### Provided entries
PR #3740, opened 2022-01-20
fix(local debug): remove simple auth related local settings when simple auth plugin is not activated

KennethBWSong:
related bug: https://msazure.visualstudio.com/Microsoft%20Teams%20Extensibility/_queries/edit/13051456/?triage=true

### DIFF
--- a/packages/fx-core/tests/core/localSettings.test.ts
+++ b/packages/fx-core/tests/core/localSettings.test.ts
@@ -14,6 +14,7 @@ import {
   LocalSettingsBackendKeys,
   LocalSettingsBotKeys,
   LocalSettingsFrontendKeys,
+  LocalSettingsSimpleAuthKeys,
   LocalSettingsTeamsAppKeys,
 } from "../../src/common/localSettingsConstants";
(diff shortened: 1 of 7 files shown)


KennethBWSong:
E2E TEST: None

swatDong:
This simple auth key logic looks good to me, but have another question about the original auth keys, e.g., `clientSecret`.
My understanding is - after disabling simple auth plugin, `clientSecret` is not required for tab-only project. So is there any plan to **always generate the minimized local settings**? Correct me if I miss any auth case.

packages/fx-core/tests/core/localSettings.test.ts
```diff
@@ -187,6 +204,16 @@ describe("LocalSettings provider APIs", () => {
       chai.assert.isTrue(localSettings!.teamsApp?.has(key));
     }
 
+    // Verify Simple Auth related settings
+    if (hasSimpleAuth) {
```
blackchoey, line 208: we may also need to verify when simple auth is disabled, there's no simple auth related configs.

### Exercise goal
When the word "core" shows up in a line of the entries, pull that line out.

### Response
--- a/packages/fx-core/tests/core/localSettings.test.ts
+++ b/packages/fx-core/tests/core/localSettings.test.ts
packages/fx-core/tests/core/localSettings.test.ts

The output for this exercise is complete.